On another note, I am also receiving the following warning message after model completion for larger models (with many more variables than 2):
Warning message:
In mer_finalize(ans) : false convergence (8)

gamm4 is built on top of lme4, which does not allow for a correlation parameter (in contrast to the nlme, package, which underlies mgcv::gamm). mgcv::gamm does handle binary data, although it uses PQL, which is generally less accurate than Laplace/GHQ approximations as in gamm4/lme4. It is unfortunate (!!) that you're not getting a warning telling you that the correlation argument is being ignored (when I try a simple example using a correlation argument with lme4, I do get a warning, but it's possible that the extra argument is getting swallowed somewhere inside gamm4).

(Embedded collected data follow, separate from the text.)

PR #807, opened 2025-08-11
Replaced `tier` variable with `use_case` for Cosmos

mamu0:
Replaced the `tier` variable with a new `use_case` variable for tiering configuration. New values are:

- development
- default

Resolves: CES-1208

### DIFF
--- a/.changeset/cute-brooms-agree.md
+++ b/.changeset/cute-brooms-agree.md
@@ -1,0 +1,5 @@
+---
+"azure_cosmos_account": major
+---
+
+Replaced the `tier` variable with a new `use_case` variable for tiering configuration. The previous values (`s`, `l`) have been replaced by three new options: `development` (formerly `s`), and `default` (formerly `l`). This change simplifies and clarifies the selection of Cosmos Account tiers.
--- a/infra/modules/azure_cosmos_account/README.md
+++ b/infra/modules/azure_cosmos_account/README.md
@@ -14,12 +14,12 @@ This Terraform module provisions an Azure Cosmos DB Account with configurable se
 - **Serverless Mode**: Enables serverless mode for cost-efficient, on-demand scaling.
 - **Role Assignment**: Assigns SQL role permissions (Reader or Contributor) to specified principal IDs, enabling fine-grained access control.
 
-## Tiers and Configurations
+## Use cases and Configurations
 
-| Tier  | Description                                                                                        | Serverless Mode |
-|-------|----------------------------------------------------------------------------------------------------|-----------------|
-| `s`   | Recommended for development or testing environments where cost efficiency and flexibility are key. | Enabled         |
-| `l`   | Suitable for production environments requiring predictable performance and provisioned throughput. | Disabled        |
+| Use case      | Description                                                                                        | Serverless Mode |
+|---------------|----------------------------------------------------------------------------------------------------|-----------------|
+| `development` | Recommended for development or testing environments where cost efficiency and flexibility are key. | Enabled         |
+| `default`     | Suitable for production environments requiring predictable performance and provisioned throughput. | Disabled        |
 
 ## Usage Example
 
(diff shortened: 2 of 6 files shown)


infra/modules/azure_cosmos_account/variables.tf
```diff
@@ -28,16 +28,15 @@ variable "subnet_pep_id" {
   description = "The ID of the subnet designated for private endpoints."
 }
 
-variable "tier" {
```
lucacavallaro, line 31: **question:** it is not possible to keep this variable (and mark the change as "minor")? it would make the migration smoother

mamu0: In the specific case of Cosmos, it’s indeed one of the very few, if not the only, resources where the use cases remain the same as before. For the others, there are structural changes that would make the code more complex and harder to maintain if we tried to preserve backward compatibility.

That said, I believe making this a `minor` would be counterproductive. The variable has been replaced, which in itself is a breaking change: some infra, documentation, tests, and use cases all need to be updated accordingly. Marking it as a `major` makes it clearer and safer, since consumers will explicitly update their code against the new version. In fact, this is more consistent with semantic versioning, as it reflects a real improvement rather than a transparent patch.

For future changes, I’d see `minors` more as the right space for adjustments or additions/removals of use cases.

lucacavallaro: I don't agree. Tagging it `minor` right now, with backward compatibility, doesn't exclude a subsequent `major` version with legacy code removed.

It is an updating pattern used by every major tool:

1. Introduce a new feature as "experimental", or if stable, make it the "informal" standard and add a "deprecation notice" to the old variable
2. Give time for the consumer base to update, leave feedback, etc.
3. Iterate on the same `minor` branch
4. Finally, release a new `major` with deprecated code removed

Our user base is currently struggling to keep their modules updated, so we should think of ways to make this change smoother. The risk I see is that no one will update to the latest major version!

---

I would tag a new `major` only if the backward compatibility is too difficult to implement. It is the case?

Are there other strategies that we can apply to make this migration smoother?

infra/modules/azure_cosmos_account/README.md
```diff
@@ -14,12 +14,12 @@ This Terraform module provisions an Azure Cosmos DB Account with configurable se
...
-## Tiers and Configurations
+## Use cases and Configurations
 
-| Tier  | Description                                                                                        | Serverless Mode |
-|-------|----------------------------------------------------------------------------------------------------|-----------------|
-| `s`   | Recommended for development or testing environments where cost efficiency and flexibility are key. | Enabled         |
-| `l`   | Suitable for production environments requiring predictable performance and provisioned throughput. | Disabled        |
+| Use case      | Description                                                                                        | Serverless Mode |
+|---------------|----------------------------------------------------------------------------------------------------|-----------------|
+| `development` | Recommended for development or testing environments where cost efficiency and flexibility are key. | Enabled         |
```
Krusty93, line 21:
```suggestion
| `development` | Recommended for development or testing environments where cost efficiency and flexibility are key. Do not use in production. | Enabled         |
```

infra/modules/azure_cosmos_account/variables.tf
Krusty93: I believe we need to agree to a sort of migration plan first, which primarily involves the semver management. I can take the ownership of writing an RFC

mamu0: I see that Cosmos is currently at version `0.1.0` and not used much (only in two projects). To avoid extra steps that would slow things down, we could bump it as a minor to `0.2.0`, and apply the same approach to other modules in a similar situation

mamu0: Good! So we can use also a `patch`

.changeset/cute-brooms-agree.md
```diff
@@ -0,0 +1,44 @@
+---
+"azure_cosmos_account": patch
```
Krusty93, line 2:
```suggestion
"azure_cosmos_account": minor
```

Krusty93 (approved):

Your desired autocorrelation structure ("autocorrelation can exist within each single value for block, but assume independence among blocks") is exactly the way correlation structures are coded in nlme (and hence in mgcv::gamm).
I would use mcgv::gamm, and would suggest that if at all possible you try it out on some simulated data with known structure (or use the data set provided in the supplementary material above and see if you can reproduce their qualitative conclusions with your alternative approach).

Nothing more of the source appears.